As issues discussed in the interviews continue to increase in complexity and code meanings shift in tune with changes in the health care landscape, creating new codes, revisiting existing codes and being mindful of the interconnectedness of topics should be an ongoing collaborative effort between the market research team and its clients. At the same time, in dealing with broad interview questions, which lend themselves to a wide array of coding options, we anticipate that discrepancies in coding will inevitably occur. This is not an anomaly but an expected component of qualitative data, especially where 20 or more codes are in play at a time, which is atypical of the standard market research open-ended question but was the case in this study.

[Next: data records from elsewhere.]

Issue #335, opened 2018-10-04
"Select Cast Device" Dialogue Box


maneetpaul:
When you press the cast button when in presenter view, the dialogue box shows up in the output panel really small instead of the entire window. 

![screen shot 2018-10-04 at 3 26 56 pm](https://user-images.githubusercontent.com/10658257/46497944-fcf4a900-c7e9-11e8-80fc-768874631883.png)

PR #665, opened 2019-06-12
Dhan Guru ______ shortcuts + simplified shortcuts

AkalUstat:
- [x] simplify existing shortcuts
- [x] clear search bar when using search bar shortcut
- [x] finish dhan guru shortcuts
- [x] update LEGEND.md with a table
- [x] create modal for slides
    - add dhan guru buttons (and give them functionality) 
    - add announcement tab
- [x]  comment code
https://gph.is/g/Zx1VWnq


inderpreetsingh:
<3

tsingh777:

As always, the interests and needs of the clients should be paramount. We value our clients’ thoughts and opinions on code development and overall research strategy and want to involve them in the research process. Measuring and monitoring inter-rater reliability is just one way we as research suppliers can validate the quality of our work.

REFERENCES
Carletta J. “Assessing agreement on classification statistics: the kappa statistic.” Computational Linguistics. 1996;22(2):249-254.
Fleiss, J.L. Statistical Methods for Rates and Proportions. New York: John Wiley; 1981.
Hallgren, K.A. “Computing inter-rater reliability for observational data: an overview and tutorial.” Tutor Quant Methods Psychology. 2012;8(1):23-34.
Landis, J.R., Koch, G.G. “The measurement of observer agreement for categorical data.” Biometrics. 1977;33 (1):159-174.